_PROBLEM_: Going line by line through the entries below, count those that contain "expected". Give the number by itself.

_DATA PROVIDED_:
PR #2669, opened 2026-07-13
Manage trustee-case-appointments indexes outside of bicep

btposey:
# Purpose

Cosmos DB for MongoDB's Bicep/ARM resource can't express the mixed-direction ORDER BY sort index (`dateFiled DESC, caseId ASC`) required by `getCasesForTrustee`. The prior out-of-band mongosh script covered only that one index, leaving the rest of the collection's indexes declared in Bicep — but that split still forces Bicep to drop and rebuild the out-of-band index on every single deploy, since the mongosh step recreates it right after each deploy and Bicep rediscovers it as an undeclared addition the next time around.

# Major Changes

* Omit the `indexes` property entirely from the `trustee-case-appointments` collection in `cosmos-collections.bicep`, rather than declaring some indexes and excluding just the sort index. Empirical testing (see the new ADR) showed this is the only way to avoid a recurring rebuild — an *empty* index array still triggers full declarative replacement, but an *omitted* property leaves existing indexes untouched.
* Replace the old `create-trustee-case-appointments-sort-index.mongosh.js` with `index-trustee-case-appointments.js`, a small idempotent Node script (MongoDB driver, no mongosh dependency) that owns all of the collection's non-default indexes and is invoked inline from `az-cosmos-deploy.sh`, which both the GHA and ADO pipelines share.
* Add a new ADR, `CosmosMongoIndexManagement`, documenting the pattern and the experimentation that justified it, so it doesn't need to be re-litigated for the next collection that hits this same ARM limitation.
* Add CI lint coverage for `ops/`, which is not an npm workspace and was previously unchecked by `npm run lint --workspaces`.
* Update comments in the `trustee-case-filter` and `migrate-case-appointments` integration test harnesses to reflect the new script name/location (no logic changes — both harnesses already seed their own indexes directly via the driver and were never dependent on Bicep).

# Testing/Validation

* Verified empirically against a disposable Cosmos scratch database and account: three candidate Bicep encodings of the mixed-direction index were each deployed and inspected — none produced the required index, confirming the ARM limitation directly rather than by inference.
* Verified the new architecture (omit the `indexes` property, script owns everything) is a true no-op on repeat runs: Cosmos's own `createIndexes` response reports `"note": "all indexes already exist"` with unchanged before/after index counts, for both the filtering index and the sort index itself.
* Smoke-tested the actual `index-trustee-case-appointments.js` script (not just the test harness) against a real disposable Cosmos database: first run creates both indexes, second identical run reports both as no-ops.
* Ran the `trustee-case-filter` integration test end-to-end (local MongoDB via Podman) — all 38 assertions pass, including the two that directly assert on the sort index's existence and correctness.
* Confirmed the compiled ARM template for `trustee-case-appointments` has no `indexes` property after the Bicep change.
* Full validation suite passed: format, lint (including the new `ops/` lint step), typecheck, all unit tests (common/backend/user-interface), backend coverage, knip, and npm audit (one pre-existing low-severity finding, unrelated).

# Notes

The scratch-database experimentation (Bicep fixtures, the probing script, and full write-up) is preserved under `backend/_experiments/bicep-index-probe/` for reuse if this question needs revisiting, but is git-ignored and not part of this diff.

This branch's ADO pipeline integration relies on `az-cosmos-deploy.sh` being the shared script both GHA and ADO invoke (confirmed via `docs/operations/deployment.md`) — the ADO YAML itself was not reviewed as part of this change.

# Definition of Done:

## Summary by Sourcery

Manage trustee-case-appointments collection indexes outside Bicep using an idempotent deployment script and document the Cosmos Mongo index management pattern.

Enhancements:
- Omit the indexes property from the trustee-case-appointments Cosmos Mongo collection so ARM no longer reconciles or rebuilds its indexes on deploy.
- Add an idempotent Node-based index-trustee-case-appointments script to own the collection's non-default filtering and mixed-direction sort indexes, invoked from the shared az-cosmos-deploy pipeline script.
- Update integration test harness comments to reflect that trustee-case-appointments indexes are managed out-of-band by the new script rather than via Bicep.
- Extend ESLint configuration to lint the new deployment script file in ops/ and add a dedicated npm lint:ops command.
- Document the Cosmos Mongo API index management approach and experimentation in a new architecture decision record and sidebar entry.

CI:
- Update the reusable lint GitHub workflow to run ESLint against ops/ via the new lint:ops command.


ops/cloud-deployment/lib/cosmos/mongo/index-trustee-case-appointments.js
```diff
@@ -0,0 +1,81 @@
...
+  },
+];
+
+async function main() {
+  const [connectionString, databaseName] = process.argv.slice(2);
+  if (!connectionString || !databaseName) {
+    console.error(
+      'Usage: index-trustee-case-appointments.js "<mongo-connection-string>" <databaseName>',
+    );
+    process.exit(2);
```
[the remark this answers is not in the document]
btposey: ✅ Addressed. The connection string is now read from the `MONGO_CONNECTION_STRING` environment variable when only one CLI argument (`<databaseName>`) is supplied, avoiding exposure in shell history and `ps` output — this is how `az-cosmos-deploy.sh` now invokes it. The two-argument CLI form (`<connection-string> <databaseName>`) is still accepted for backward compatibility with manual/ad-hoc runs.

Also hardened response handling per your other suggestion: the script now checks `response.ok === 1` and confirms the index actually exists via `indexExists()` before treating the `createIndexes` call as successful, rather than trusting `numIndexesBefore`/`numIndexesAfter` or the `note` field alone.

docs/architecture/decision-records/CosmosMongoIndexManagement.md
```diff
@@ -0,0 +1,79 @@
...
+
+This is a hard limitation of the ARM resource, not a Bicep authoring gap: no encoding of the index
+specification (embedded direction markers, prefix conventions, or index option overrides) is
+accepted by the resource provider. It was confirmed empirically, by deploying a disposable scratch
+collection through each candidate encoding and inspecting what Cosmos actually materialized, that
+none succeed — the resource silently either misinterprets the input as a literal (and incorrect)
+field name or ignores it outright.
+
+The same experimentation also settled a related question: what happens when an index a collection
+resource is expected to manage is left out of its declared index list. ARM's declarative
```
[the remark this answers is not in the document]
btposey: ✅ Fixed. Updated to "what happens when an index that a collection resource is expected to manage is left out of its declared index list."

fmaddenflx (approved):

ops/scripts/pipeline/az-cosmos-deploy.sh
```diff
@@ -120,3 +120,18 @@ az deployment group create -w -g "${resourceGroup}" -f ./ops/cloud-deployment/us
...
+# that Cosmos DB Mongo API's Bicep/ARM `keys` array cannot express (see the
+# NOTE in cosmos-collections.bicep). index-trustee-case-appointments.js owns
+# that collection's non-default indexes and is idempotent -- safe to run on
+# every deploy. Runs against both the main database and the e2e database,
+# since cosmos-collections.bicep provisions trustee-case-appointments in both.
+# The connection string is passed via MONGO_CONNECTION_STRING rather than a
+# CLI argument so it never appears in `ps` output or shell history on the CI
+# runner.
+MONGO_CONNECTION_STRING=$(az keyvault secret show --vault-name "${keyVaultName}" --name MONGO-CONNECTION-STRING --query value -o tsv)
+export MONGO_CONNECTION_STRING
```
jamesobrooks, line 135: `MONGO_CONNECTION_STRING` is fetched from Key Vault and exported here without `::add-mask::`, unlike every other Key Vault value pulled in this same job in `reusable-infrastructure-deploy.yml` (resource-group names, workspace IDs, etc. are all explicitly masked before use, even though they're less sensitive than a Mongo connection string). GHA's automatic secret redaction only covers values sourced from the `secrets:` context, not arbitrary command output like this `az keyvault secret show` result — so if a future debugging change ever echoes this variable (e.g. `set -x`), it wouldn't be redacted.

Suggest:
```bash
MONGO_CONNECTION_STRING=$(az keyvault secret show --vault-name "${keyVaultName}" --name MONGO-CONNECTION-STRING --query value -o tsv)
echo "::add-mask::${MONGO_CONNECTION_STRING}"
export MONGO_CONNECTION_STRING
```

ops/cloud-deployment/lib/cosmos/mongo/index-trustee-case-appointments.js
```diff
@@ -0,0 +1,111 @@
...
+  }
+
+  const client = new MongoClient(connectionString);
+  try {
+    await client.connect();
+    const db = client.db(databaseName);
+
+    for (const spec of TARGET_INDEXES) {
+      const response = await db.command({
```
jamesobrooks: This `db.command({ createIndexes: ... })` call has no `maxTimeMS` and no retry/backoff. Two related gaps:

- `RunCommandOperation` (what backs `db.command()`) doesn't declare `Aspect.RETRYABLE`, so the driver's `retryWrites`/`retryReads` never kick in here — a transient Cosmos RU-throttle response (code 16500) fails the whole deploy immediately instead of retrying.
- `socketTimeoutMS` defaults to `0` (unbounded) once a socket is open, so a hang after a successful connection has no bound at this layer — it'd rely entirely on GitHub Actions' default job timeout with no proactive signal.

This operation moved from a human-supervised manual script to unattended CI in this PR, which is what changes the risk calculus here. Suggest adding `maxTimeMS` to the command and wrapping it in a small bounded retry that specifically catches the Cosmos throttling error code.

ops/cloud-deployment/lib/cosmos/mongo/index-trustee-case-appointments.js
```diff
@@ -0,0 +1,111 @@
...
+// full declarative replace, dropping anything not listed. Since the ORDER BY
+// dateFiled DESC, caseId ASC sort used by getCasesForTrustee needs a mixed
+// ascending/descending composite index, which cannot be expressed in Bicep
+// at all, the `indexes` property is omitted ENTIRELY from
+// trusteeCaseAppointmentsCollection in cosmos-collections.bicep so ARM never
+// reconciles indexes on this collection. This script owns all of that
+// collection's non-default indexes instead. `_id` and the `trusteeId` shard
+// key are auto-indexed by Cosmos and are not managed here.
+//
+// This was verified empirically (see backend/_experiments/bicep-index-probe)
```
jamesobrooks: `backend/_experiments/bicep-index-probe` doesn't exist anywhere in the repo (checked `git log --all --diff-filter=A` — it was never committed) and isn't gitignored despite the PR description saying so. Since the empirical claim itself is already corroborated in the PR description and the ADR's prose, can we just drop this specific path reference here (and the matching one in `cosmos-collections.bicep`) rather than pointing at something that doesn't resolve?

ops/cloud-deployment/lib/cosmos/mongo/index-trustee-case-appointments.js
```diff
@@ -0,0 +1,111 @@
...
+  {
+    name: 'dateFiled_-1_caseId_1',
+    key: { dateFiled: -1, caseId: 1 },
+  },
+];
+
+async function main() {
+  const args = process.argv.slice(2);
+  // One argument: `<databaseName>`, connection string must come from the env var.
+  // Two arguments: `<connection-string> <databaseName>` (CLI form).
```
jamesobrooks: Confirming intent here rather than flagging a bug: the two-argument CLI form re-opens the shell-history/`ps` exposure that the env-var switch was specifically added to close (per the commit message), and the only real caller (`az-cosmos-deploy.sh`) exclusively uses the one-arg env-var form. I see from the review thread this was a deliberate choice to support manual/ad-hoc runs, per Sourcery's suggestion — just want to confirm the team is still good with that trade-off long-term, since as written it reads like a security mitigation that's opted back out of for convenience. If so, might be worth saying that explicitly in the comment ("kept for manual/ad-hoc operator convenience" rather than "for backward compatibility") so a future reader doesn't assume it's leftover, unjustified code.

jamesobrooks (commented):
Adversarial multi-agent review (pragmatic, architecture, devsecops, SRE reviewers + independent skeptics on every surviving finding). Summary and full disposition table shared out-of-band; inline comments below cover the items worth addressing before/shortly after merge.

ops/scripts/pipeline/az-cosmos-deploy.sh
btposey: ✅ Fixed in 3020c7759. Now masks `MONGO_CONNECTION_STRING` with `::add-mask::` immediately after fetching it from Key Vault, before exporting, matching every other secret fetch in this job.

ops/cloud-deployment/lib/cosmos/mongo/index-trustee-case-appointments.js
btposey: ✅ Fixed in 3020c7759. Added `maxTimeMS` on the `createIndexes` command and wrapped it in a bounded retry (5 attempts, exponential backoff) that specifically catches Cosmos error code 16500 (RU throttling) and re-throws anything else immediately. Confirmed `RunCommandOperation` is not `Aspect.RETRYABLE` in the driver source, so this was a real gap -- verified the retry logic with an isolated test (succeeds after N throttled attempts; fails fast on non-throttle errors).

ops/cloud-deployment/lib/cosmos/mongo/index-trustee-case-appointments.js
btposey: ✅ Fixed in 3020c7759. Youre right -- that directory was local-only scratch work and was never going to be committed. Dropped the dangling reference here and the matching one in cosmos-collections.bicep; pointed both at the ADR instead, which already carries the rationale.

ops/cloud-deployment/lib/cosmos/mongo/index-trustee-case-appointments.js
btposey: Good catch, and fair pushback -- removed the two-argument form entirely in 3020c7759 rather than re-label it. You were right that keeping it read like an unjustified opt-out of the exact mitigation the commit was for. The script now only accepts MONGO_CONNECTION_STRING; az-cosmos-deploy.sh (the only real caller) already only used that form.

_RESULT OF THIS EXERCISE_: 2